# BackLash in Rear diff...?Should i worry??



## MUDDIE49 (Aug 30, 2009)

What do you guys think about backlash in the rear diff that makes a hammering noise...let me fill you all in...i bought a Polaris 500HO 2009 in June...no noises were heard up too August 2009 When turning left in a normal way rear end would make like a jack hammer noise....I took it to my dealer at this time ATV had 8 hours and 20 miles on it..and they said backlash and Polaris would'nt authorize them to take it apart, told me to ride it and i did.I did'nt like the noise and afraid to drive it....took it back....sat there for another week and they heard the noise when i was standing there and continued to say backlash and for me to ride it and not worry...and it was documented to Polaris about the noise....I wrote an email to polaris telling them my story...so i'm waiting on a responce and not holding my breath....anyways my question is has anybody had the same problem as me or knows of this problem and should i be worried or should i just ride it....? thanks MUDDIE49


----------



## MUDDIE49 (Aug 30, 2009)

No replys or takers...? come on help a guy out...whats with the back lash thing??? In a brand new ride???:thinking:


----------



## Polaris425 (Dec 16, 2004)

I've never heard of it on any bike.
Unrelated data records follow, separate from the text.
PR #355, opened 2026-06-24
[codex] Filter stale FR dumps by Pstart time

namitdhameja:
## Summary

Fixes the `ft_launcher` portion of [NVBug 6302348](https://nvbugspro.nvidia.com/bug/6302348): FR dump discovery can pick up stale `_dump_*` files from previous cycles when the same `TORCH_FR_DUMP_TEMP_FILE` prefix is reused.

This PR does not fully solve the service/splitlog case. In service splitlog mode, the submitted path can be a scheduler/slurm pointer file or log directory flow rather than the exact app log for a cycle, so there is not yet a reliable per-cycle Pstart timestamp to use as an FR lower-bound filter.

## Problem

`ft_launcher` runs repeated cycles and can reuse the same FR dump prefix across cycles. The FR analyzer currently discovers dump files by globbing the prefix, so stale files left behind from an older cycle can be included in the current cycle's analysis.

That can poison the result because FR analysis is then operating on a mixed set of dumps:

- old dump files from a previous cycle
- fresh dump files from the current cycle

For `ft_launcher`, the lifecycle gives us the useful timing anchor:

- `Pstart`: submit the exact per-cycle app log, for example `*_cycle<N>.log`
- `Pend`: terminal/end submit for that same cycle
- `Pget`: retrieve the result before the next cycle starts

The relevant lower bound is `Pstart`, not `Pend`.

## Fix

This PR records a wall-clock `submitted_at_wall` timestamp when a new non-terminal exact app-log job is created. During FR analysis, that timestamp is passed as `fr_min_mtime`, and FR dump discovery filters files with:

```text
dump_mtime >= Pstart
```

Direct per-cycle app logs matching `*_cycle<N>.log` are treated as exact app logs even when `job_id` is present, so the `ft_launcher` path does not get misclassified as pending splitlog/slurm mode.

Terminal-created jobs, pending jobs, and splitlog jobs leave `submitted_at_wall=None`, which preserves the existing no-filter behavior.

## Scope

Solved here:

- `ft_launcher` exact per-cycle app-log submissions
- stale FR dump files older than the cycle's `Pstart`
- lib FR analyzer path
- MCP FR analyzer path
- combined log+FR MCP path

Not solved here:

- service splitlog mode
- service submissions where the submitted path is only a slurm/pointer file and not the exact per-cycle app log
- per-cycle FR dump namespacing at the workload layer

For service mode, the current behavior remains intentionally conservative: if we cannot identify an exact per-cycle app-log Pstart, no mtime filter is generated.

## Validation

- `UV_CACHE_DIR=/private/tmp/uv-cache PYTHONPATH=src uv run --no-project --python 3.11 --with pytest python -m pytest -q tests/attribution/unit/test_progressive_plumbing.py tests/attribution/unit/test_log_analyzer_observability.py tests/attribution/unit/test_fr_mtime_filter.py tests/attribution/unit/test_fr_mcp_result.py`
- `UV_CACHE_DIR=/private/tmp/uv-cache PYTHONPATH=src uv run --no-project --python 3.11 --with pytest python -m pytest -q tests/attribution/unit/test_combined_log_fr.py tests/attribution/unit/test_mcp_server_cache.py tests/attribution/unit/test_fr_dump_path.py tests/attribution/unit/test_analysis_pipeline_trace_only.py`
- `black==24.10.0 black --check .`
- `isort==5.13.2 isort --check-only .`
- `ruff==0.8.3 ruff check .`
- `git diff --check`

### DIFF
--- a/src/nvidia_resiliency_ext/attribution/analyzer/engine.py
+++ b/src/nvidia_resiliency_ext/attribution/analyzer/engine.py
@@ -326,7 +326,12 @@ class Analyzer:
         except ValueError as e:
             return LogAnalyzerError(error_code=ErrorCode.INVALID_PARAMETER, message=str(e))
 
-        result = await self._log.submit(log_path, user=user, job_id=job_id)
+        result = await self._log.submit(
+            log_path,
+            user=user,
+            job_id=job_id,
+            record_submission_time=(intent != ANALYSIS_INTENT_TERMINAL),
+        )
         if isinstance(result, LogAnalyzerError):
             return result
 
--- a/src/nvidia_resiliency_ext/attribution/combined_log_fr/combined_log_fr_mcp.py
+++ b/src/nvidia_resiliency_ext/attribution/combined_log_fr/combined_log_fr_mcp.py
@@ -217,6 +217,8 @@ class CombinedLogFRMCPOrchestrator:
             "llm_analyze": bool(arguments.get("llm_analyze", False)),
             "threshold": arguments.get("threshold"),
         }
+        if arguments.get("fr_min_mtime") is not None:
+            fr_kw["fr_min_mtime"] = float(arguments["fr_min_mtime"])
 
         log_analyzer = NVRxLogAnalyzer(log_kw)
         fr_analyzer = CollectiveAnalyzer(fr_kw)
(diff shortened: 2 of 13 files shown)


sbak5:
Is there any use timestamp to distinguish FR traces? you can annotate file name or explicit deletion per cycle or create subdirectores with restart index for post-mortem  analysis?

Backlash in the diff to me means there is slack in the gears. Not good. I personally think that they are waiting on it to become a real problem like the diff locking up or blowing up. Then if its still under warenty they'll fix it and if not they will tell u its ur problem to get out the check book.


----------



## Muddy Brute Force (Dec 17, 2008)

I would get a second opinion from a differant dealer.


----------



## MUDDIE49 (Aug 30, 2009)

Well...i got into contact with Polaris....its at another dealer, because my dealer is lazy, just because its a new ride....and a a-hole....they found a bad r/r cv shaft and are replacing it....its actually had this noise since june and my dealer just kept saying it was the backlash in the rear..i knew their tech was a bs'er so when i get it back,i'll be showing up at my local Polaris dealer to shove a cv shaft up his arse....MUDDIE49:nutkick:


----------



## phreebsd (Dec 16, 2004)

man some dealers suck. wtf?


----------



## hondarecoveryman (Feb 28, 2009)

isnt there 2 threads about this?


----------